- [Exercise details]:
Where "needed" appears in a line of the entries below, that line should be copied.

- [Information supplied]:
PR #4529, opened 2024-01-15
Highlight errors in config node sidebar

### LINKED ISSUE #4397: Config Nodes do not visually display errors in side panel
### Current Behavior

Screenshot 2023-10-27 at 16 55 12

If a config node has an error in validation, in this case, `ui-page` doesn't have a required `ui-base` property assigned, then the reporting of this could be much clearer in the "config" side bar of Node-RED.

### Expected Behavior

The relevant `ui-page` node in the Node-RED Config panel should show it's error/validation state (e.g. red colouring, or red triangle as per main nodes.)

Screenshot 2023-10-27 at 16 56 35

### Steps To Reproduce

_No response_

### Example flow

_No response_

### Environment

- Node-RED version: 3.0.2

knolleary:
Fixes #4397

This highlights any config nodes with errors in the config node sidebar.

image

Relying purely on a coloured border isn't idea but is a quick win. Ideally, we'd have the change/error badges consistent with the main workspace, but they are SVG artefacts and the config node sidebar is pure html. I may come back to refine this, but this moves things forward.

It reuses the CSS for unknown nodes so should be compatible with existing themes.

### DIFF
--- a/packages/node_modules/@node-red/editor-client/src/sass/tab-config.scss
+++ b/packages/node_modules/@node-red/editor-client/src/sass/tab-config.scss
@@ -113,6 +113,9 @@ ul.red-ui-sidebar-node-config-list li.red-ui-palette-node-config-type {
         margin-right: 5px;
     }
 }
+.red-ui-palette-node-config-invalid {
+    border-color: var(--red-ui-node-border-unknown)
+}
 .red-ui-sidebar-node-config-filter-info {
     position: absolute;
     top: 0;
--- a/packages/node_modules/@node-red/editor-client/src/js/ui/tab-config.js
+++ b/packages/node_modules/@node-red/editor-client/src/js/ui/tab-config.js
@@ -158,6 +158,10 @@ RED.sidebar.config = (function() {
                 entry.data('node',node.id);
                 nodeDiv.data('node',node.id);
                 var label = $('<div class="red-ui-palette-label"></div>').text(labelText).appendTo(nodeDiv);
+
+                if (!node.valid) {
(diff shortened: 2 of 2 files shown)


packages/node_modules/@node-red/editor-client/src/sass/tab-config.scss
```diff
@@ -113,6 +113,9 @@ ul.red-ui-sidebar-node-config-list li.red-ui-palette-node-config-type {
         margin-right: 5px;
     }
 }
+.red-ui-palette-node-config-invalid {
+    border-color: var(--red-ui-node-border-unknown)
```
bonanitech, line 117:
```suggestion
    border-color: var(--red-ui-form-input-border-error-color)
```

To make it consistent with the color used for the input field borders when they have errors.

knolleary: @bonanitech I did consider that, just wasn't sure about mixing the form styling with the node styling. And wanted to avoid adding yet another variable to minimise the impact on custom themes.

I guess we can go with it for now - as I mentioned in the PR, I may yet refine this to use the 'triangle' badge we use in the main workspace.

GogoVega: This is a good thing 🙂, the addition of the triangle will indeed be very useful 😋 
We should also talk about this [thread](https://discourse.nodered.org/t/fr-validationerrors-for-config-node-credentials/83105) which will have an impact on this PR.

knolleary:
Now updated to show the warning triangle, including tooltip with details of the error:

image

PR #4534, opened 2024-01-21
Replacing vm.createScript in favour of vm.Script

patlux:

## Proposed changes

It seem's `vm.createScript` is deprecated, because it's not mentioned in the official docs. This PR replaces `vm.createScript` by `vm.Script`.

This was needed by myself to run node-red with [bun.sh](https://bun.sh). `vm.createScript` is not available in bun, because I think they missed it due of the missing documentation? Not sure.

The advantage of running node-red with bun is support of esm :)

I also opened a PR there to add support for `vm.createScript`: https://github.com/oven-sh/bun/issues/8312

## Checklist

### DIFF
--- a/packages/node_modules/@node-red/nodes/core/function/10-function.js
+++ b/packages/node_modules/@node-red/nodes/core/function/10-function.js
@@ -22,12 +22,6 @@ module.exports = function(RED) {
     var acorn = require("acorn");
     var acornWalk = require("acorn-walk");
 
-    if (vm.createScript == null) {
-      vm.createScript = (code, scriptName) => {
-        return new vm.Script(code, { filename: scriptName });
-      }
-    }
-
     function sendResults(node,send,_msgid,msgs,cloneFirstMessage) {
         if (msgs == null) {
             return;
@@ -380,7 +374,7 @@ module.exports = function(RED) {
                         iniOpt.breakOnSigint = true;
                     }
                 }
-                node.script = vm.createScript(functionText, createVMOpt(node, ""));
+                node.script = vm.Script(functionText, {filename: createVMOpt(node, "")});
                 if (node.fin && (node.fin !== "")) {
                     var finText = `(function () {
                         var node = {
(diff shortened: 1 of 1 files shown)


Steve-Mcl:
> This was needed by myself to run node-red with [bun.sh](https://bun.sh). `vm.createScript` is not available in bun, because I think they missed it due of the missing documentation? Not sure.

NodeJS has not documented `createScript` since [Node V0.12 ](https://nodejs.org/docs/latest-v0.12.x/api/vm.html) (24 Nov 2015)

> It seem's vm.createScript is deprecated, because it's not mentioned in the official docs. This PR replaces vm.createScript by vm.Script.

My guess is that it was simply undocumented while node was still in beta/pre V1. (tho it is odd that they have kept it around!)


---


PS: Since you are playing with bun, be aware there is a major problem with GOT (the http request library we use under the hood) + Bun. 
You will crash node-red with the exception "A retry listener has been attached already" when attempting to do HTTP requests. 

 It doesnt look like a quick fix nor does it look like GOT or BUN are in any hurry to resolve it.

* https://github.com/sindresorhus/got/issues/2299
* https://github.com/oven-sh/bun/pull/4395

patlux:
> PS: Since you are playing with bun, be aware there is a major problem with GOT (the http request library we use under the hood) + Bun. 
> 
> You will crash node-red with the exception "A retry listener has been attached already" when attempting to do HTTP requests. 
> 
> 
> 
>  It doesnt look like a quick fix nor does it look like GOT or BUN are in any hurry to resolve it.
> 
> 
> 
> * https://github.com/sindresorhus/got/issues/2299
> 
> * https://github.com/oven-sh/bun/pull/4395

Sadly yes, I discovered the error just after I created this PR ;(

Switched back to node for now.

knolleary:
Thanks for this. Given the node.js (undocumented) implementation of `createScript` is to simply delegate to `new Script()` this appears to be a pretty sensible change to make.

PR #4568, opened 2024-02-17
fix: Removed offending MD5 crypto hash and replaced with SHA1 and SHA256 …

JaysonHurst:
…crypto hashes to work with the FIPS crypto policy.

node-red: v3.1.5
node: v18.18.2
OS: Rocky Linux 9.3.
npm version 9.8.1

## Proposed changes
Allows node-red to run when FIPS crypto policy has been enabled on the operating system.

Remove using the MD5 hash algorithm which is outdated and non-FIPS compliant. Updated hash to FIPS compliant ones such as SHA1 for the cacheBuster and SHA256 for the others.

- [The completed task]:
This was needed by myself to run node-red with [bun.sh](https://bun.sh). `vm.createScript` is not available in bun, because I think they missed it due of the missing documentation? Not sure.
> This was needed by myself to run node-red with [bun.sh](https://bun.sh). `vm.createScript` is not available in bun, because I think they missed it due of the missing documentation? Not sure.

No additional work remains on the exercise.